Lighting a bunch of LEDs-Do I need a resistor?

DosManDan

I have to light about 300 LEDs from a battery pack. If I cut the power from the battery (7.2V) down using a voltage regulator to 3.2V (low end of forward voltage for the LED) do I still need to use resistors?

The LEDs use 3.2V and 20mAh. If I can avoid the resistors, I won't be wasting valuable mA. The 7.2V batteries have 4400mAh. By my calculations, I should be able to light the LEDs for about 44 min.

4400mAh battery power
6000mAh LED current draw

(4400mAh/6000mAh) * 60 = 44 min

Thanks!
Dan

Phil Pilgrim (PhiPi)

LEDs need to be driven by a current source, not a voltage source. Moreover, if you "cut the power" to 3.2V with a linear regulator, your precious milliamps get wasted in the regulator. It would be better to wire pairs of LEDs in series and drive each pair from 7.2V through a resistor to limit current. That's assuming that twice the LEDs' top-end forward voltage doesn't exceed the battery's output voltage over its useful charge. If it does, some kind of DC-DC boost converter to drive longer strings of LEDs from a higher voltage would be appropriate.

-Phil

DosManDan

I sure hope this doesn't sound dumb, but I thought the purpose of the resistors was to drop the voltage flowing through the LEDs?

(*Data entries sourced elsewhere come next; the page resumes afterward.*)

PR #8318, opened 2023-09-19
Fix qdel of implants when slimed

null-Aurelian:
Fixes the qdel effect on implants and prosthesis after processing advanced slime mutation toxin When processed all implants and prosthetic components are dropped FBPs just puke up the toxin.
Adds function that prosthetic limbs are dropped when transformed into a slime person, unless an FBP

## About The Pull Request

Fixes the TODO where implants and prosthetic external organs are deleted after being transformed by the advanced slime mutation toxin. All implants and prosthetic organs are dropped at the location of the transformation. 

- In cases where the victim has no organic parts (FBPs) they instead vomit up the contents of their stomach to reduce processing effects as quickly as possible.
- In the case of cruciform holders, the victim is gibbed but the cruciform drops with their soul intact so they can be revived.

## Why It's Good For The Game
Implants and prosthetic body parts are no longer lost to the void when a person is slimed.

## Testing
Tested by

- Injecting a cruciformed human with advanced mutation toxin and then reviving them via the Clone pod to ensure that appearances were persisted
- Injecting an augmented human with either slime mutation or advanced slime mutation toxin and ensuring that all prosthetic limbs and organs dropped after the transformation
- Injecting a human with an excelsior implant with either regular or advanced slime mutation toxin and ensuring that the implant dropped after transformation
- Injecting a monkey
- Ingesting advanced mutation toxin as an FBP using Asters parts
- Ingesting advanced mutation toxin as an FBP using Moebius parts
- Ingesting advanced mutation toxin as an FBP using Homebrew parts

## Changelog
:cl:
balance: FBPs can no longer be turned into grey slimes. Cruciformed humans are gibbed but not transformed.
fix: Implants and prosthetics are not deleted by transforming into a grey slime or a slimeperson. They will instead be dropped on the ground.
code: added a dropped() implementation for prosthetic limbs
/:cl:

### DIFF
--- a/code/modules/organs/external/subtypes/robotic.dm
+++ b/code/modules/organs/external/subtypes/robotic.dm
@@ -38,6 +38,10 @@
 /obj/item/organ/external/robotic/removed()
 	deactivate(emergency=TRUE)
 	..()
+	
+/obj/item/organ/external/robotic/dropped()
+	removed()
+	..()
 
 /obj/item/organ/external/robotic/setBleeding()
 	return FALSE
--- a/code/modules/reagents/reagents/toxins.dm
+++ b/code/modules/reagents/reagents/toxins.dm
@@ -532,8 +532,11 @@
 /datum/reagent/toxin/slimetoxin/affect_blood(mob/living/carbon/M, alien, effect_multiplier)
 	if(ishuman(M))
 		var/mob/living/carbon/human/H = M
-		if(H.species.name != SPECIES_SLIME)
+		if(H.species.name != SPECIES_SLIME && !H.isSynthetic()) //cannot transform if already a slime perosn or lack flesh to transform
 			to_chat(M, SPAN_DANGER("Your flesh rapidly mutates!"))
+			for(var/obj/item/W in H) //Check all items on the person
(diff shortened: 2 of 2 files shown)


null-Aurelian:
Ah shit, I don't know how to deal with these integration test failures involving runtimes.

null-Aurelian:
@Firefox13, Unintended side effect was found; if the victim has a prosthetic brain but a fleshy torso they will die and become a ghost before the transformation goes into effect as the prosthetic brain is considered an implant. A slime/slime person will still form. Should this be a bug or a feature?

Firefox13:
Honest? A prosthetic brain shouldn't be a thing in the first place.

null-Aurelian:
Sounds like a vote for feature then.

hyperioo (approved):

hyperioo:
> @Firefox13, Unintended side effect was found; if the victim has a prosthetic brain but a fleshy torso they will die and become a ghost before the transformation goes into effect as the prosthetic brain is considered an implant. A slime/slime person will still form. Should this be a bug or a feature?

If you got a prosthetic brain and drink body mutating stuff, it can make sense that the toxin does not affect the brain and eject it while the rest of the body transforms.

PR #8339, opened 2023-10-07
Add K.A.R.L mining tool

hyperioo:
## About The Pull Request

Add K.A.R.L - Kinetic Acceleration Reconfigurable Lodebreaker. Three of them are available at roundstart inside the Hulk. More can be purchased at 2500 a piece from Aster's Solnishko Trade Station.

image

Sprites by Granodd 

## Why It's Good For The Game

_Following Holvr's mining rework:_

In order to properly emphasise the exploration part of the update, and to allow the miners to spelunk to their heart's content, we will give them THE TOOL. The tool is a miner’s best friend and lifeline, and should be cherished.

It’s a dual-purpose mining tool and weapon, which can reconfigure between a ranged and a melee state. A brief list of its features:
* Ranged mode is far less effective in an atmosphere than it is in a near-vacuum. This is so the miner’s don’t just start the round with an amazing all-purpose gun. It’s supposed to be great for mining and killing monsters.
* Melee mode has a toggleable energy blade, which makes it more damaging and a far faster mining tool.
* It runs on M class cells, which can be recharged by pumping the tool in ranged mode, or mining/attacking with it in melee OFF state melee mode. This is crucial for sustainability (we want the players to continue exploring and spelunking, instead of having to come to base for spare cells).
* Sports a modest Prying tool quality and a laughable Cutting quality when in OFF melee state, and a modest Welding quality in ON melee state, to help with navigating man-made POIs.

**In ranged mode**, the tool operates like a semi-automatic energy rifle. The weapon can fire semi-automatically as long as it has the charge to do so (think like the Cassad). To recharge the weapon while it’s in this form a pump is provided on the underside of the device.  Using the weapon in hand either by clicking on it or pressing Z will engage a series of mini-progress bars, automatically pumping the gun and continuing to do so until it can gain no more charge. This process can be interrupted by moving, putting the weapon away, among other things that would interrupt the process. The weapon can be pump charged with one hand, but it will take longer than pumping it while it’s wielded. The damage in a vacuum would be equivalent to something like a normal laser or mid-line assault rifle. When the weapon is used in atmosphere, the damage is more equivalent to a small arms pistol - not negligible, but not powerful enough to provide any significant threat.

**In Melee mode**, the weapon takes on the form of both a pick for mining, and an axe for swinging and dealing damage (all of its damage will be counted as sharp brute damage). This form of the weapon may be balanced to deal the same amount of damage in pressure as it does in vacuum due to it being melee, and not having the advantage of ranged. The melee mode itself has two states: powered and unpowered. When the weapon is not powered, it hits as hard as a normal pickaxe. When the weapon is powered, it will deal more melee damage at the cost of charge as well. Recharging the weapon in this form requires the energy blades to be off, and charge is gained upon hitting things with it in melee, or by mining out walls with it unpowered.

Switching between modes is done with **Unique Action** in object tab or a button that appears in the top left corner of the screen (like a flashlight on/off).

## Testing

* Spawned KARL
* Checked that battery can be swaped in and out.
* Checked that charge is consumed when switched on.
* Checked battery is recharged when used switched off.
* Checked switching between two modes
* Checked damage depending on pressure
* Checked recharging by pumping
* Check that UI button is working to switch mode

## Changelog
:cl: Hyperio
add: Add K.A.R.L mining tool
/:cl:


assortedbeads:
Based....so fucking based

assortedbeads:
Is there anyway to get new ones/more? Can you order them from a station?

Also what are the storage options? Im guessing suit storage only?

Mycah142:
When it's merged I might add it to the Aster's trade ship under Mining Tools.

Mycah142:
Also, suggestion: instead of yet another new verb, why not make the Unique Action be *spin_in_hand* or whatever it is? Or, better yet, UI button like flashlights?

hyperioo:
> Is there anyway to get new ones/more? Can you order them from a station?
> 
> Also what are the storage options? Im guessing suit storage only?

Storage options are the same than a standard pickaxe `slot_flags = SLOT_BELT` and `w_class = ITEM_SIZE_BULKY`

I'll add an option to buy some from Aster ship as Mycah suggested.

hyperioo:
> Also, suggestion: instead of yet another new verb, why not make the Unique Action be _spin_in_hand_ or whatever it is? Or, better yet, UI button like flashlights?

Yeah we were wondering if we should put it on unique action or the existing spin verb (just for hotkey purpose even the user isn't really spinning)

thevandie:
ROCK AND STONE!
FOR KARL!
(Doktor is NOT gonna be pleased with this, considering he fucking hate DRG for some reason)

Mycah142:
> > Also, suggestion: instead of yet another new verb, why not make the Unique Action be _spin_in_hand_ or whatever it is? Or, better yet, UI button like flashlights?
> 
> Yeah we were wondering if we should put it on unique action or the existing spin verb (just for hotkey purpose even the user isn't really spinning)

Or spin in hand to recharge, as activating/deactivating something is usually associated with Z (see: guns with multiple fire modes). I didn't think about this til now.

hyperioo:
Z is already used to turn the axe energy blade on/off.

Spin Held Item is not really reusable cleanly, it's a user verb that display a bunch of stuff before actually calling the `hand_spin` of the item

Mycah142:
Yeah I noticed that too, my little spin attack for whips uses the spininhand verb and the text is annoying as shit. I planned on redoing it so the text was dependent on what was spun, with the things having custom text flag string whatevers. But obviously that isn't the case right now.

master832:
Tool information button also switches weapon modes on my LAN.

hyperioo:
> Tool information button also switches weapon modes on my LAN. I didn’t notice it right away, it seemed like it was intended. It's worth renaming the button.

Thanks for telling me, I'll fix it. Just need to add a check in
```
/obj/item/tool/karl/ui_action_click(mob/user, actiontype)
	toggle_karl_mode(user)
```
because I believe it is called when you click the info UI button.

thevandie:
> Yeah I noticed that too, my little spin attack for whips uses the spininhand verb and the text is annoying as shit. I planned on redoing it so the text was dependent on what was spun, with the things having custom text flag string whatevers. But obviously that isn't the case right now.

Make spinning stuff in your hand be tied to a hotkey
Like autoequip
It'd make life so much easier

hyperioo:
Tying spinning verb to a hotkey would have to be done in another PR to keep stuff relatively atomistic. The best solution would be to tweak how spin works because right know if I put KARL mode change on spinning, it will spam the chat with "XXX spins the KARL in his hand" or some stuff like that.

PR #8343, opened 2023-10-23
Mapping disk smartfridges

TheLeopold:
## About The Pull Request
Finally mapping in disc smartfridges I added a year ago.

## Why It's Good For The Game
Convenient<sup>tm</sup> storage.

## Testing
cargo
club
cruch
engi
hammer
public
sci

## Changelog
:cl:
add: Added disk smartfridge next to each lathe
/:cl:


thevandie:
Why do the disks need to be cold?

hyperioo:
To cool down the electrons so that data does not leave the disk as fast as at ambient temperature.

PR #8345, opened 2023-10-28
Adjust Evac Voting Values

Mycah142:
## About The Pull Request
Getting folks to stick around as ghosts (either to wait for the next round, or to become a ghost antag, or just observe) is difficult with round duration averages passing the four hour mark. So I gave ghosts lightly more power, and Command/Antags slightly less power.

## Why It's Good For The Game
During rounds where something actually happens, there's usually a big ol' firefight between two factions, a bunch of people die. Sometimes there isn't even an antag involved. The round hit it's climax for most players, many of them dying. Many of the players are satisfied, the story ridden to it's conclusion.

Problem is, that one MEO who hasn't left RnD and that one carrion who has been deep maint diving for 3 hours voted NO to Evac, so now the 13 players who are dead have to sit there and watch these two numbskulls do absolutely nothing because they decided to not participate with other players and just play solo minecraft.

13 dead players is 3.9 voting strength. The MEO and one carrion is 4 voting strength. So two players overcame 13 dead players. And that's at a simple 50/50 split. If we actually take the 60% majority needed to leave into consideration, there would need to be over 18 dead players to out-vote TWO PEOPLE. This is simply madness. It isn't "salt vote" or "ided" at that point. Especially since command staff, once dead, then have a .3 vote regardless.

This isn't the american voting system. Players are players, regardless of whether they're a ghost or not. They deserve to have more of a say.

## Testing
dreamseeker_puneV4Gkwo

## Changelog
:cl:
tweak: Increased dead vote
tweak: Decreased Command/Antag vote
tweak: Balanced Majority Value to 55%
/:cl:

### DIFF
--- a/code/controllers/subsystems/voting/poll_types.dm
+++ b/code/controllers/subsystems/voting/poll_types.dm
@@ -158,7 +158,7 @@
 	name = "Initiate Bluespace Jump"
 	question = "Do you want to initiate a bluespace jump and restart the round?"
 	time = 120
-	minimum_win_percentage = 0.6
+	minimum_win_percentage = 0.55
 	cooldown = 20 MINUTES
 	next_vote = 90 MINUTES //Minimum round length before it can be called for the first time
 	choice_types = list()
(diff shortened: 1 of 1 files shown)


thevandie:
Amen

PR #8375, opened 2023-11-25
Removes painkilling effects from alcohol in blood and makes it metabolize into ethanol

MLGTASTICa:
## About The Pull Request
Alcohols no longer have any painkilling effects whilst in blood , now instead they metabolize into ethanol better.

## Why It's Good For The Game
You could inject 3 different alcohols and get more painkilling than oxycodone.

## Testing
Tested on local

## Changelog
:cl:
balance: Alcohol in blood no longer has painkilling effects , it instead metabolizing into ethanol.
/:cl:


Firefox13 (approved):
sigh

I thought that if I dropped the voltage, it would mean I wouldn't need reistors.

Using the formula: R= (Vs-Vl) / I

where Vs=Voltage supplied, Vl = voltage required by the LED and I is the mAh draw by the LED.

Using 7.2V as the supply and 3.2V as the voltage forward and 20mAh as the current needed.

R=(7.2-3.2)/0.020

R is 200

If I only supply 3.2V, the equation becomes:

(3.2-3.2)/0.020

R=0

Am I using messed up logic? I thought it made sense, but I've been wrong plenty of times

Thanks!
Dan

FireHopper

leds need current limiting..
and voltage regulators waste juice, they convert some current into heat.
its better to just drive 2 leds with a current limiting resistor. [noparse]:)[/noparse]

Phil Pilgrim (PhiPi)

The purpose of the series resistor is to limit current. Because the forward voltage of an LED at a particular current can vary from LED to LED, it's never a good idea to drive an LED with a low impedance voltage source. If you do (and don't end up destroying the LEDs outright or reducing their lifetimes), you will likely be disappointed with the variation in brightness among them, due to the wide range of currents they will be drawing.

-Phil

DosManDan

Thanks Phil and FireHopper!

I'll wire two·LEDs in parallel and calculate the resistor needed.·I just need to make up 150 pairs...yuk.

I appreciate all of your help,
Dan

StarMan

Wire them in series (with a 51 ohm resistor), not in parallel.· With your 7.2V power, you'll get slightly less than 20 mA through the circuit but you probably won't notice any loss of brightness.

·R= (7.2 - 3.2 - 3.2)/.020=40· --> next size up is 51

Chris I.


Post Edited (StarMan) : 5/28/2008 12:41:25 AM GMT

Phil Pilgrim (PhiPi)

Ditto: SERIES, not PARALLEL. LEDs wired in parallel, because their forward voltages may vary, will almost never achieve equal brightness levels. Moreover, the dominant one (i.e. the one with the lower forward voltage) could prematurely fail due to overcurrent.

BTW: The next size up from 40 (5% values) is 43. However, use the "typical" or "maximum" forward voltage for this calculation, not the "minimum". It's best to start with a high resistor value and work your way down, until you measure the current level you're looking for.

-Phil

Post Edited (Phil Pilgrim (PhiPi)) : 5/28/2008 2:10:55 AM GMT

DosManDan

Oooh thanks!

Good thing I read this, I was about to go start wiring it up. In series it is!

Thanks again, I do appreciate it.
Dan